# What to do:
Within the listing below, please show every line carrying the string "attr".
□ □ □
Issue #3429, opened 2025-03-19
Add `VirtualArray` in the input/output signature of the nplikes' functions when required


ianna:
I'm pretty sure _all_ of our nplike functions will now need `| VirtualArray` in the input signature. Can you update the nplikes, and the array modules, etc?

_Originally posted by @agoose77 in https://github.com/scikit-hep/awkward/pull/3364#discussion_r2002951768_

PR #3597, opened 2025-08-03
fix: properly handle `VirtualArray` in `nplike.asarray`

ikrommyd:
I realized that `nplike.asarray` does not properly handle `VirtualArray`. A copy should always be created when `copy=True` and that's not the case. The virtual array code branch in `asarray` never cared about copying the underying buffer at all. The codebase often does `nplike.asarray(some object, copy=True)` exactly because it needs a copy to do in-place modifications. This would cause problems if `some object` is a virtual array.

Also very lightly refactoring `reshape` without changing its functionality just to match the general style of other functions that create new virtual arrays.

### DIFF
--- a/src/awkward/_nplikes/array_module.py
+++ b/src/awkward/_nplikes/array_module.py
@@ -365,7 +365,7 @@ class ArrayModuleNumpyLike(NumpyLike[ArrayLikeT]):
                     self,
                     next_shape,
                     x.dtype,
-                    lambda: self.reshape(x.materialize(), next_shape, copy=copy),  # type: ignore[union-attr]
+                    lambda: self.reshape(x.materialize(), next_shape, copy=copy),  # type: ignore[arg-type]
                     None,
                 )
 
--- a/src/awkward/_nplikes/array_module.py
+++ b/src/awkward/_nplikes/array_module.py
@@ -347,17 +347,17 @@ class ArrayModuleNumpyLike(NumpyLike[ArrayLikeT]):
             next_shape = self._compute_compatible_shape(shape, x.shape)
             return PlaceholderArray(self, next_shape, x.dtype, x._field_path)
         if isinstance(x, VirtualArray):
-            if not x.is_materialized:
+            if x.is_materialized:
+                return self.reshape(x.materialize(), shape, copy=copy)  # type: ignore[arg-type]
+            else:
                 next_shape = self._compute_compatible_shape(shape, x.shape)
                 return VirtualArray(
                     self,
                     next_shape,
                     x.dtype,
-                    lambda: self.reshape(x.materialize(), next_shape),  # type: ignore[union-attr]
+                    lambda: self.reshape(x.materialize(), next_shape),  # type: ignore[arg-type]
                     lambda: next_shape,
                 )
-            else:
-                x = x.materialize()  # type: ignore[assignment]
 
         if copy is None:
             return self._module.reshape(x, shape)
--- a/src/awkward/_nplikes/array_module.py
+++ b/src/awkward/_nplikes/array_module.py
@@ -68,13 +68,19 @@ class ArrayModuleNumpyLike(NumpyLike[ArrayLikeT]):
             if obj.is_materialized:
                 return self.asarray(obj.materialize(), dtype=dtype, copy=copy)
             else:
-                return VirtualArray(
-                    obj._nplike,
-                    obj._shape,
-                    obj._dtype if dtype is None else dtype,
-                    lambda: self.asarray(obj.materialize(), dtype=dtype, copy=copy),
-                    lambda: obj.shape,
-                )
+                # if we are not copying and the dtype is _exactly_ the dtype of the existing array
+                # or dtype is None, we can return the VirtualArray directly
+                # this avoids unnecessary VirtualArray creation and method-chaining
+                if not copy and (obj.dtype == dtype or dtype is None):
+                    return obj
□ □ □
# Finished exercise:
-                    lambda: self.reshape(x.materialize(), next_shape, copy=copy),  # type: ignore[union-attr]
-                    lambda: self.reshape(x.materialize(), next_shape),  # type: ignore[union-attr]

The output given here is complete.